Hay escapadas que sorprenden. Muchas veces uno se sale de los puntos más turísticos para evitar aglomeraciones y se encuentra con lugares que uno desconocía. Uno de ellos es Calafell, donde fui por interés cultural y acabé tirándome por un tobogán gigante.
Empecemos por el principio. Mis padres hacen años que veranean en una urbanización cercana a la zona. Las playas de Calafell, por tanto, las conocía desde hace tiempo. Había disfrutado de la cantidad de bares y restaurantes de su paseo marítimo, visitado su castillo y paseado por su paseo marítimo. Incluso me había colado en el antiguo sanatorio de Sant Joan de Déu antes de que se convirtiera en un hotel de lujo con spa incorporado y estaba medio en ruinas. Pero, hace poco, descubrí una faceta nueva de este municipio costero y me encontré con una segunda sorpresa.
De la cultura al ocio
Leyendo varias informaciones sobre algunos autores latinoamericanos, descubrí que escritores como Vargas Llosa o Gabriel García Márquez, pasaron por allí. La razón es que su editor de entonces, el poeta Carlos Barral, tenía allí una casita de pescadores donde invitaba a sus amigos artistas. Algo de lo que uno se puede enterar, si visita la casa museo de Barral, lugar que yo desconocía.
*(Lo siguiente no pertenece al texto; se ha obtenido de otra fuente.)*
PR #75, opened 2021-11-02
[quenio-lt] Patch: Log Error Message If Head Component Fails

lt-hacker:
In order to aid in debugging, appending the error message if the Head component fails.

### DIFF
--- a/src/runtime/head.ts
+++ b/src/runtime/head.ts
@@ -10,7 +10,8 @@ export function Head(props: HeadProps) {
   let context: ComponentChildren[];
   try {
     context = useContext(HEAD_CONTEXT);
-  } catch {
+  } catch (err) {
+    console.log("Rendering of Head component failed:\n", err);
     throw new Error(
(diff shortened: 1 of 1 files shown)


src/runtime/head.ts
```diff
@@ -10,9 +10,9 @@ export function Head(props: HeadProps) {
   let context: ComponentChildren[];
   try {
     context = useContext(HEAD_CONTEXT);
-  } catch {
+  } catch (err) {
     throw new Error(
-      "<Head> component is not supported in the browser, or during suspense renders.",
+      "<Head> component is not supported in the browser, or during suspense renders: " + err.message,
```
lucacasonato: Seems like a prime candidate for the new `Error.cause` feature in JS: https://github.com/tc39/proposal-error-cause

```suggestion
      "<Head> component is not supported in the browser, or during suspense renders.",
      { cause: err },
```

lucacasonato (approved):
LGTM, thanks @quenio-lt. Sorry for the slow review!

Esa fue la razón principal que propició mi última visita a Calafell, pero de repente, cuando me dirigía en coche hacia allí, me fijé en algo en lo que nunca reparé, o no recuerdo haberlo hecho. Algo brillante relucía en una de las montañas que, recientemente, se incendió. Preguntando, descubrí que era, un tobogán gigante.
Recuerdo desbloqueado
Mis locales y, posteriormente, mis padres, me comentaron qué era eso. Su nombre es Calafell Slide y lleva años allí. De repente un recuerdo se desbloqueó. Había ido de pequeño y me encantaba.
La atracción no es más, ni menos, que una estructura enorme, de 700 metros de largo, que se eleva por la ladera de una colina y se dibuja zigzagueante poco después. Según cuentan los locales, todo empezó con la idea de un alemán, Hans Zimmermann, que, en 1989, construyó este tobogán gigante que fue, en su momento, único en la península ibérica y en Europa. Yo, a día de hoy, desconozco dónde hay más.
Nueva experiencia
Quise acercarme allí, pensando que eso era una cosa del pasado. Que no tendría éxito y lo flipé (disculpen el lenguaje coloquial). Pero es que a día de hoy, todavía tiene público. Y creo que no es de extrañar. Es algo completamente diferente.
A este tobogán no se asciende por unas escaleras, sino por un mecanismo que arrastra una especie de trineo metálico en el que visitante se sienta para vivir la experiencia. Esta especie de patín para ir sentado cuenta con una palanca, una especie de freno de mano que va a ser muy útil para el descenso. Porque, como decía, al subir por la ladera, luego viene la caída.
30 años de historia y todavía en activo
El tobogán metálico empieza a descender mientras el pseudo trineo alcanza velocidades que alcanza hasta los 30 kilómetros por hora, por tanto, es necesario accionar la palanca del freno si se siente cierto pánico. La adrenalina que uno deja ir en la caída es increíble.
Más allá de lo que uno siente, sólo hace falta ver cuán emocionados suben y bajan los niños de esta enorme atracción que parece sacada de otro tiempo. A pesar de todo, a día de hoy incluso se celebran fiestas de cumpleaños y otras celebraciones. Y sí, en ellas, además de los pequeños, los adultos sacan el niño que llevan dentro y se dejan caer contagiado por las sonrisas y los gritos que se atreven a subir. Lo digo, porque volvía a subir y me sucedió.
Una experiencia sorprendente, a sólo una hora de Barcelona, que a pesar de parecer de otro tiempo sigue teniendo su público.